When training a binary classifier, we generally look at the “receiver operating characteristic” or ROC curve. This is a plot of true positives versus false positives for all choices of the cutoff value. A nice, plump ROC curve means that the model is fit for purpose, but you still have to choose the cutoff value.
In this example, we have an ROC with “area under the curve” of 0.76. This is a good score, but the default 0.50 threshold happens to lie where the curve runs into the lower left corner. Using the slider on my ROC tool, I can run this point up and down the curve, maximizing whichever accuracy metric I choose.
To do this, I have the classifier write a list of its predicted probability scores into a file, along with the actuals (y_pred, y_val) and then I read that file into the tool. If you’re using Scikit, you’ll want predict_proba for this.
In this case, the best balanced accuracy is achieved when the cutoff value is 0.11. We need balanced accuracy because our exploratory data analysis showed that the data is nine to one imbalanced in favor of negative cases.
For problems like this, balanced accuracy is usually sufficient, but we can take it a step further and ask what is the gain or loss from each decision.
In the context of our credit problem, negatives are people who don’t default on their loan. Our classifier could present 90% naïve “accuracy” simply by calling every case a negative. We would confidently approve loans for everyone, and then encounter a 10% default rate.

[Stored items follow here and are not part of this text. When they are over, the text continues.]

PR #1405, opened 2026-02-26
STR 2042 mempool generalised priority ordering

krsnapaudel:
## Description

Generalizes OL mempool transaction ordering behind a pluggable `MempoolPriorityPolicy` trait, while preserving current FIFO behavior unchanged.

1. `MempoolPriorityPolicy` trait (`ordering.rs`)
- Associated type `Priority: Ord + Copy + Debug + Send + Sync + 'static`, used as `BTreeMap` keys in the priority index.
- `compute_priority(tx, timestamp_micros) -> Self::Priority` computes priority from the transaction and insertion timestamp. `txid` is derived internally to prevent mismatch.

2. `FifoPriority` default implementation
Reproduces current timestamp-FIFO semantics via `FifoPriorityKey`.

Intrinsic vs extrinsic ordering (`ordering.rs`)
- `PackageKey::SnarkAcctUpdate(AccountId)` groups same-account snark transactions that share an intrinsic ordering constraint.
- `IntrinsicOrder` with `PartialOrd`, comparable only within the same package (same-account `seq_no`).
- `FifoPriorityKey::Ord` applies intrinsic order first, falls back to FIFO timestamp cross-package.

3. `txid` tiebreaker (correctness fix)
All `FifoPriorityKey` variants include a `txid` field. Without it, two transactions with the same timestamp would silently overwrite each other in the `BTreeMap`.

4. Transaction ID
`compute_txid()` on canonical `OLTransaction` uses SSZ tree-hash over transaction data. Mempool reuses this directly, no bespoke txid computation or manual `TreeHash` impls.

5. Generic propagation
`MempoolEntry<P>`, `MempoolServiceState<SP, Prio>`, `MempoolService<SP, Prio>`, `MempoolBuilder<Prio>`. Default `= FifoPriority` only on `MempoolBuilder` (public entry point).

6. `load_from_db()`
Retains timestamp-based pre-sort for `seq_no` reconstruction correctness; explicitly documented as independent of the active priority policy.

### Type of Change

- [ ] Documentation update
- [x] Refactor
- [ ] New or updated tests
- [ ] Dependency Update

## Notes to Reviewers

- [ ]  Yes
- [x]  No

## Checklist

## Related Issues

[STR-2042](https://alpenlabs.atlassian.net/browse/STR-2042)

[STR-2042]: https://alpenlabs.atlassian.net/browse/STR-2042?atlOrigin=eyJpIjoiNWRkNTljNzYxNjVmNDY3MDlhMDU5Y2ZhYzA5YTRkZjUiLCJwIjoiZ2l0aHViLWNvbS1KU1cifQ

### DIFF
--- a/crates/ol/mempool/src/builder.rs
+++ b/crates/ol/mempool/src/builder.rs
@@ -3,6 +3,7 @@
 use std::{
     fmt::{Debug, Formatter},
     future::Future,
+    marker::PhantomData,
     sync::Arc,
 };
 
@@ -15,6 +16,7 @@ use tokio::sync::{mpsc, watch};
 
 use crate::{
     MempoolCommand, MempoolHandle,
+    ordering::MempoolPriorityPolicy,
     service::MempoolService,
     state::{MempoolContext, MempoolServiceState},
     types::OLMempoolConfig,
@@ -23,14 +25,15 @@ use crate::{
 /// Builder for creating and launching mempool service.
 ///
 /// Separates service initialization logic from the handle interface.
-pub struct MempoolBuilder {
+pub struct MempoolBuilder<Prio: MempoolPriorityPolicy> {
     config: OLMempoolConfig,
     storage: Arc<NodeStorage>,
     status_channel: StatusChannel,
     current_tip: OLBlockCommitment,
+    _phantom: PhantomData<Prio>,
 }
 
-impl Debug for MempoolBuilder {
+impl<Prio: MempoolPriorityPolicy> Debug for MempoolBuilder<Prio> {
     #[expect(clippy::absolute_paths, reason = "qualified Result avoids ambiguity")]
     fn fmt(&self, f: &mut Formatter<'_>) -> std::fmt::Result {
         f.debug_struct("MempoolBuilder")
@@ -40,7 +43,7 @@ impl Debug for MempoolBuilder {
     }
 }
 
-impl MempoolBuilder {
+impl<Prio: MempoolPriorityPolicy> MempoolBuilder<Prio> {
     /// Create a new mempool builder.
     pub fn new(
         config: OLMempoolConfig,
@@ -53,6 +56,7 @@ impl MempoolBuilder {
             storage,
             status_channel,
             current_tip,
+            _phantom: PhantomData,
         }
     }
 
@@ -70,7 +74,7 @@ impl MempoolBuilder {
 
         // Create mempool state with context and current tip
         let mut state =
-            MempoolServiceState::new_with_context(ctx.clone(), self.current_tip).await?;
+            MempoolServiceState::<_, Prio>::new_with_context(ctx.clone(), self.current_tip).await?;
 
         // Load existing transactions from database
         state.load_from_db().await?;
@@ -82,7 +86,7 @@ impl MempoolBuilder {
         let mempool_input = MempoolInput::new(command_rx, ol_sync_rx);
 
         // Launch service with mempool input
-        let monitor = ServiceBuilder::<MempoolService<_>, _>::new()
+        let monitor = ServiceBuilder::<MempoolService<_, Prio>, _>::new()
             .with_state(state)
             .with_input(mempool_input)
             .launch_async("mempool", texec)
--- a/crates/ol/mempool/src/ordering.rs
+++ b/crates/ol/mempool/src/ordering.rs
@@ -1,0 +1,124 @@
+//! Mempool ordering policies and ordering keys.
+
+use std::fmt::Debug;
+
+use strata_identifiers::OLTxId;
+use strata_ol_chain_types_new::OLTransaction;
+
+/// Policy trait for computing mempool transaction priorities.
+///
+/// Implementations define how priorities are computed from transaction data and insertion
+/// metadata. Priority ordering is interpreted with the invariant that iterating in ascending order
+/// yields highest-priority transactions first.
+pub trait MempoolPriorityPolicy: Clone + Copy + Debug + Send + Sync + 'static {
+    /// Ordering priority used by the policy.
+    type Priority: Ord + Copy + Debug + Send + Sync + 'static;
+
+    /// Compute an ordering priority for a transaction.
+    fn compute_priority(tx: &OLTransaction, timestamp_micros: u64) -> Self::Priority;
+}
+
+/// FIFO priority policy.
+///
+/// This is the current default behavior and will continue to be used unless another policy is
+/// explicitly selected.
+#[derive(Debug, Clone, Copy, Default, PartialEq, Eq, Hash)]
+pub struct FifoPriority;
+
+impl MempoolPriorityPolicy for FifoPriority {
+    type Priority = FifoPriorityKey;
+
+    fn compute_priority(tx: &OLTransaction, timestamp_micros: u64) -> Self::Priority {
+        FifoPriorityKey::for_tx(timestamp_micros, tx)
+    }
+}
+
+/// FIFO package-ordering key.
+///
+/// This key is only for global package ordering and does not encode intra-package dependencies.
+/// The `timestamp_micros` is in microseconds since UNIX epoch.
+///
+/// Derived [`Ord`] is load-bearing here: field declaration order defines sort order.
+/// `timestamp_micros` is first and `txid` is second (tie-breaker); do not reorder fields.
+#[derive(Debug, Clone, Copy, PartialEq, Eq, Hash, PartialOrd, Ord)]
+pub struct FifoPriorityKey {
+    timestamp_micros: u64,
+    txid: OLTxId,
+}
+
+impl FifoPriorityKey {
+    /// Creates a FIFO priority key from `timestamp_micros` and `txid`.
+    pub(crate) fn new(timestamp_micros: u64, txid: OLTxId) -> Self {
+        Self {
+            timestamp_micros,
+            txid,
+        }
+    }
+
+    /// Create ordering key for a transaction.
+    pub(crate) fn for_tx(timestamp_micros: u64, tx: &OLTransaction) -> Self {
+        Self::new(timestamp_micros, tx.compute_txid())
+    }
+}
+
+#[cfg(test)]
+mod tests {
+    use std::cmp::Ordering;
+
+    use super::*;
+    use crate::{
+        test_utils::{
+            create_test_generic_tx, create_test_snark_tx_with_seq_no, create_test_txid_with,
+        },
+        types::MempoolEntry,
+    };
+
+    #[test]
+    fn test_priority_orders_by_timestamp_micros() {
+        let tx = create_test_snark_tx_with_seq_no(1, 0);
+        let entries: Vec<_> = (1..=3)
+            .map(|ts| {
+                MempoolEntry::<FifoPriority>::new(
+                    tx.clone(),
+                    FifoPriorityKey {
+                        timestamp_micros: ts,
+                        txid: create_test_txid_with(ts as u8),
+                    },
+                    100,
+                )
+            })
+            .collect();
+
+        for i in 0..entries.len() - 1 {
+            assert_eq!(
+                entries[i].priority.cmp(&entries[i + 1].priority),
+                Ordering::Less
+            );
+        }
+    }
+
+    #[test]
+    fn test_priority_tie_breaks_with_txid() {
+        let tx = create_test_generic_tx();
+        let key_a = FifoPriorityKey::for_tx(1_000_000, &tx);
+        let key_b = FifoPriorityKey {
+            timestamp_micros: key_a.timestamp_micros,
+            txid: create_test_txid_with(255),
+        };
+        assert!(key_a != key_b);
+        assert_ne!(key_a.cmp(&key_b), Ordering::Equal);
+    }
+
+    #[test]
+    fn test_priority_tie_break_uses_txid() {
+        let key_a = FifoPriorityKey {
+            timestamp_micros: 99,
+            txid: create_test_txid_with(1),
+        };
+        let key_b = FifoPriorityKey {
+            timestamp_micros: 99,
+            txid: create_test_txid_with(2),
+        };
+        assert_eq!(key_a.cmp(&key_b), Ordering::Less);
+    }
+}
--- a/crates/ol/mempool/src/package.rs
+++ b/crates/ol/mempool/src/package.rs
@@ -1,0 +1,570 @@
+//! Package-level mempool bookkeeping.
+//!
+//! A package is a group of transactions that share an intrinsic ordering rule.
+
+use std::collections::{BTreeMap, HashMap, VecDeque};
+
+use strata_acct_types::AccountId;
+use strata_identifiers::OLTxId;
+use strata_ol_chain_types_new::{OLTransaction, TransactionPayload};
+use tracing::error;
+
+use crate::ordering::MempoolPriorityPolicy;
+
+/// Identifies a package by its grouping key.
+#[derive(Debug, Clone, Copy, PartialEq, Eq, Hash)]
+pub(crate) enum PackageKey {
+    /// Package for snark account updates targeting a specific account.
+    SnarkAccountUpdate(AccountId),
+
+    /// Standalone package for a transaction with no intrinsic dependencies.
+    Standalone(OLTxId),
+}
+
+/// A transaction's package identity and intra-package position.
+#[derive(Debug, Clone, Copy, PartialEq, Eq, Hash)]
+pub(crate) enum PackageMember {
+    /// Per-account ordered snark update.
+    SnarkAccountUpdate {
+        /// Target account ID.
+        account_id: AccountId,
+
+        /// Per-account sequence number.
+        seq_no: u64,
+    },
+
+    /// Standalone transaction with no intrinsic dependencies.
+    Standalone {
+        /// Transaction ID.
+        txid: OLTxId,
+    },
+}
+
+impl PackageMember {
+    /// Construct package membership metadata for a transaction.
+    pub(crate) fn from_tx(tx: &OLTransaction, txid: OLTxId) -> Self {
+        match tx.payload() {
+            TransactionPayload::SnarkAccountUpdate(payload) => Self::SnarkAccountUpdate {
+                account_id: *payload.target(),
+                seq_no: payload.operation().update().seq_no(),
+            },
+            TransactionPayload::GenericAccountMessage(_) => Self::Standalone { txid },
+        }
+    }
+
+    /// Return this member's package key.
+    pub(crate) fn package_key(&self) -> PackageKey {
+        match self {
+            Self::SnarkAccountUpdate { account_id, .. } => {
+                PackageKey::SnarkAccountUpdate(*account_id)
+            }
+            Self::Standalone { txid } => PackageKey::Standalone(*txid),
+        }
+    }
+}
+
+/// Internal package-index invariant violations used for diagnostics.
+#[derive(Debug, thiserror::Error)]
+pub(crate) enum PackageInvariantError {
+    /// Attempted to insert a txid that already exists in the package index.
+    #[error("duplicate txid in package index: {0:?}")]
+    DuplicateTxId(OLTxId),
+
+    /// Transaction was mapped to a package key but package entry was missing.
+    #[error("missing package entry for key: {0:?}")]
+    MissingPackage(PackageKey),
+
+    /// Package entry shape and member shape did not match.
+    #[error("package/member mismatch (key: {key:?}, member: {member:?})")]
+    PackageMemberMismatch {
+        key: PackageKey,
+        member: PackageMember,
+    },
+}
+
+#[derive(Debug, Clone, Copy, PartialEq, Eq)]
+struct PackageTx<Prio: MempoolPriorityPolicy> {
+    txid: OLTxId,
+    priority: Prio::Priority,
+}
+
+/// Package contents with explicit intrinsic ordering semantics.
+#[derive(Debug, Clone)]
+enum PackageContents<Prio: MempoolPriorityPolicy> {
+    /// Ordered by snark seq_no.
+    SnarkAccountUpdate(BTreeMap<u64, PackageTx<Prio>>),
+
+    /// Single standalone transaction.
+    Standalone(Option<PackageTx<Prio>>),
+}
+
+impl<Prio: MempoolPriorityPolicy> PackageContents<Prio> {
+    fn new_for_member(member: PackageMember) -> Self {
+        match member {
+            PackageMember::SnarkAccountUpdate { .. } => Self::SnarkAccountUpdate(BTreeMap::new()),
+            PackageMember::Standalone { .. } => Self::Standalone(None),
+        }
+    }
+
+    fn front(&self) -> Option<PackageTx<Prio>> {
+        match self {
+            Self::SnarkAccountUpdate(txs) => txs.first_key_value().map(|(_, tx)| *tx),
+            Self::Standalone(tx) => *tx,
+        }
+    }
+
+    fn insert(
+        &mut self,
+        member: PackageMember,
+        txid: OLTxId,
+        priority: Prio::Priority,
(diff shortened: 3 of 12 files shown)


crates/ol/mempool/src/types.rs
```diff
@@ -11,6 +11,37 @@ use strata_snark_acct_types::SnarkAccountUpdate;
...
+/// yields highest-priority transactions first.
+pub trait MempoolPriorityPolicy: Clone + Copy + Debug + Send + Sync + 'static {
+    /// Ordering key used by the policy.
+    type Key: Ord + Copy + Debug + Send + Sync + 'static;
+
+    /// Compute an ordering key for a transaction.
+    ///
+    /// `txid` is provided for deterministic tie-breaking when two transactions otherwise share the
+    /// same priority.
+    fn compute_key(tx: &OLMempoolTransaction, timestamp_micros: u64, txid: OLTxId) -> Self::Key;
```
bewakes: I think it would make this definition simpler and more ergonomic if `OLMempoolTransaction` cointained `timestamp_micros` and possibly `txid` as well. Because now the implementor has to think about bringing in timestamp and txid. Plus, key should be computable from the mempool transaction only since that's the thing we want to have an priority ordering.

bewakes: Also the term `Key` and `compute_key` tend to convey different meaning like the transaction is going to be hashed. Possibly we can rename them to `Score`/`Priority` and `compute_score`/`compute_priority`?

krsnapaudel: @bewakes I will add `timestamp_micros`. Not sure about `txid`, since it's a derived id.

crates/ol/mempool/src/ordering.rs
```diff
@@ -0,0 +1,396 @@
...
+    /// Generic account message transaction.
+    ///
+    /// Ordered by timestamp only (pure FIFO).
+    Gam {
+        /// Timestamp (microseconds since UNIX epoch) for FIFO ordering.
+        timestamp_micros: u64,
+        /// Transaction ID for deterministic tie-breaking.
+        txid: OLTxId,
+    },
+}
```
delbonis: This should be restructured.  There's common fields (`timestamp_micros`, `txid`) that could be promoted to a container type, and then type-specific ordering fields can be kept as the individual types.  But I don't really like how it doesn't naturally generalize across tx types.

The issue is actually deeper though, really part of the modelling issue is that we're trying to define an intrinsic *total order* to txs.  But really the only *intrinsic* ordering is just a *partial order* based on the seqno **iff** they're both snark acct update txs for the same account.  This is why we have to have so much information in this and the `Ord` impl is so complex.  We'd really want to implement `PartialOrd` (and not `Ord`) on some type that describes just that information.  *Then* we can define a total order *extrinsically*, based on the timestamp (or maybe feerate in the future).

A more holistic way to model it would be to borrow the concept of "transaction packages" from bitcoin, where transactions that have intrinsic linkages on validity (in bitcoin's case, based on immediately-spent outputs, in our case, based on seqno) are grouped into the same package.  Then, we can construct blocks with packages in ~arbitrary orders.  We'd probably implement this by having some `PackageKey` concept and table that maps package keys to existing packages with known keys, and a table of unpackaged txs (since not every tx would necessarily have a need to be grouped into a package).

```
enum PackageKey {
    SnarkAcctUpdate(AccountId),
}
```

For more information, see [package relay](https://bitcoinops.org/en/topics/package-relay/) which is a different but related concept where this concept of clustering txs is promoted up to the tx relay logic.

crates/ol/mempool/src/types.rs
```diff
@@ -157,6 +160,15 @@ pub struct OLMempoolTransaction {
...
+
+    /// Insertion timestamp in microseconds since UNIX epoch.
+    pub timestamp_micros: u64,
+}
+
+#[derive(Encode)]
+struct MempoolTxIdPreimage<'a> {
+    payload: &'a OLMempoolTxPayload,
+    attachment: &'a TransactionAttachment,
 }
```
delbonis: What is this type?  Why is it `Encode` but there's no `Decode`?

crates/ol/mempool/src/service.rs
```diff
@@ -21,14 +25,15 @@ pub struct MempoolServiceStatus {
 ///
 /// # Type Parameters
 ///
-/// - `P`: The state provider type that implements [`StateProvider`].
+/// - `SP`: The state provider type that implements [`StateProvider`].
+/// - `Prio`: The mempool priority policy.
 #[derive(Debug)]
-pub(crate) struct MempoolService<P: StateProvider> {
-    _phantom: PhantomData<P>,
+pub(crate) struct MempoolService<SP: StateProvider, Prio: MempoolPriorityPolicy = FifoPriority> {
```
delbonis: Shouldn't make this a default type parameter.

crates/ol/mempool/src/ordering.rs
```diff
@@ -0,0 +1,396 @@
...
+/// Ordering key for mempool transactions.
+///
+/// Provides collision-free ordering with different strategies for different transaction types:
+/// - **Snark transactions**: Strict per-account seq_no ordering with FIFO tiebreaking across
+///   accounts
+/// - **GAM transactions**: Pure FIFO ordering by `timestamp_micros`
+///
+/// The `timestamp_micros` is in microseconds since UNIX epoch.
+#[derive(Debug, Clone, Copy, PartialEq, Eq, Hash)]
+pub enum MempoolOrderingKey {
```
delbonis: This ordering key looks like it's trying to be universal, but it's really just local to the fifo policy.

crates/ol/mempool/src/ordering.rs
```diff
@@ -0,0 +1,396 @@
...
+        /// Timestamp (microseconds since UNIX epoch) for FIFO ordering.
+        timestamp_micros: u64,
+        /// Transaction ID for deterministic tie-breaking.
+        txid: OLTxId,
+    },
+}
+
+impl MempoolOrderingKey {
+    /// Create ordering key for a transaction.
+    pub(crate) fn for_transaction(tx: &OLMempoolTransaction, txid: OLTxId) -> Self {
```
delbonis: `from_tx`

crates/ol/mempool/src/types.rs
```diff
@@ -210,153 +229,44 @@ impl OLMempoolTransaction {
...
     pub fn compute_txid(&self) -> OLTxId {
-        let encoded = ssz::Encode::as_ssz_bytes(self);
+        let preimage = MempoolTxIdPreimage {
+            payload: &self.payload,
+            attachment: &self.attachment,
+        };
+        let encoded = ssz::Encode::as_ssz_bytes(&preimage);
         let hash_bytes = hash::raw(&encoded);
         OLTxId::from(hash_bytes)
     }
```
delbonis: This is not a txid, don't call it a txid.

Also:

> This follows the established pattern: SSZ encode → SHA256 hash.

This is not really an established pattern, we should generally be using the SSZ tree hash for things like this.

crates/ol/mempool/src/types.rs
krsnapaudel: @delbonis This is for computing txid of mempool tx. No longer relevant.

crates/ol/mempool/src/types.rs
krsnapaudel: @delbonis I have left `compute_txid` in place returning `OLTxId`. The ID is now computed via SSZ tree-hash over canonical transaction content (payload + attachment), same hashing approach used for all other protocol types. It's a content-addressed identifier for the mempool-form transaction. Is your objection to name of method and return type or how id is computed?

delbonis: My objection was that you defined a new type and then used the flat hash of that encoded message as a txid, which was completely arbitrary.

~~*I think* this new approach is fine for now.~~ I reviewed it and retract this point.

crates/ol/mempool/src/types.rs
```diff
@@ -115,6 +143,33 @@ pub enum OLMempoolTxPayload {
...
+                let root = <_ as TreeHash<H>>::tree_hash_root(inner);
+                mix_in_selector_with_hasher::<H>(&root, 0u8).expect("valid selector")
+            }
+            Self::SnarkAccountUpdate(inner) => {
+                let root = <_ as TreeHash<H>>::tree_hash_root(inner);
+                mix_in_selector_with_hasher::<H>(&root, 1u8).expect("valid selector")
+            }
+        }
+    }
+}
```
delbonis: Why are you defining tree hash on this type manually?  If this is naturally SSZ-able we should be able to do `#[derive(TreeHash)]`.  If not, then we shouldn't be implementing treehash on it in the first place and should be more careful about how the types are being modeled.

crates/ol/mempool/src/types.rs
delbonis, line 1: There's something really weird going on here with these types.  It's a pretty big red flag to me that for the mempool which treats transactions mostly as black boxes (aside from target, seqno, etc.) is defining special mempool representations of transaction types with their own serialization and treehashing.  Can you see if it's possible to use the canonical transaction types, sure maybe with containers with extra metadata, or if not explain why this is necessary?

crates/ol/mempool/src/types.rs
```diff
@@ -146,17 +201,18 @@ impl OLMempoolTxPayload {
...
 pub struct OLMempoolTransaction {
     /// Transaction payload (generic message or snark account update).
     pub payload: OLMempoolTxPayload,
 
     /// Transaction attachment (min_slot, max_slot constraints).
     pub attachment: TransactionAttachment,
+
+    /// Insertion timestamp in microseconds since UNIX epoch.
+    pub timestamp_micros: u64,
 }
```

The tool displays other popular accuracy metrics like precision, recall, and F1 score. By the way, notice that the true positive rate (TPR) and the false negative rate (FNR) add to unity because these are all the positive cases. The same goes for negatives. The TPR is also known as “sensitivity.”
For problems like this, balanced accuracy is usually sufficient, but we can take it a step further. We can ask what is the gain or loss from each decision. The tool accepts these figures, with the false ones marked as red.
For example, let’s say that a false negative costs us $10,000 in collections and recovery charges, while a true negative means we earn $7,500 in interest. True positives and false positives will both count as zero, because we declined them.
We can see that our maximum expected value of $2,170 is achieved when the cutoff value is reduced to 0.08. This is below the optimum for balanced accuracy. It is accuracy weighted more heavily to avoid false negatives.
I hope you enjoy using the tool. Remember, it’s best practice to do all this with your training or validation dataset, and then commit to a cutoff value for your final test.